NEW YORK, United States, Wednesday March 30, 2011 – Haitian schools, hospitals and other buildings are to be strengthened under a United Nations-backed plan to reduce vulnerability to seismic threats in a country that was devastated 14 months ago by a massive earthquake that killed more than 200,000 people and made 1.3 million homeless.
The plan, launched by the Government and the United Nations UN Development Programme (UNDP), aims to reduce impacts in earthquake-prone areas by improving resilience of infrastructure and reducing risks for Haitians in poor housing.

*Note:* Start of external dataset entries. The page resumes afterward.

PR #40, opened 2025-03-24
support building docker container within CI

danieldegrasse:
Add a job to build the docker container within CI. This should allow us to rebuild the metal container whenever an update is merged that changes the metal revision


cfriedt:
@danieldegrasse - this should be fine to merge soon, I would guess.

PR #3973, opened 2025-05-21
Revm alloy version bump

MathieuDutSik:
## Motivation

We want to use the latest version of "alloy" and "revm" in Linera. Upgrading to the most recent proved
far more difficult than expected.

## Proposal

“There are crucial decisions to be made by people,” UNDP seismologist, Eric Calais said yesterday. “If people have to choose between buying better quality construction material which is earthquake resilient, or building an extra room with the same cost, of course they should choose the first.”
Under the plan, earthquake prevention planning will be conducted in consultations with mayors and community associations. Schools, hospitals and other public buildings will be assessed first on how to strengthen their structure.
UNDP and local governments will train Haitian architects, engineers and masons in construction techniques for earthquake-resistant structures. They will also initiate awareness programmes to inform Haitians of necessary actions that could minimize the impact of seismic threats on their lives.
The plan was recently approved by the Interim Haiti Reconstruction Commission, a panel composed of Haitian Government officials, the UN, former United States President Bill Clinton who is UN Special Envoy for Haiti, and other international partners.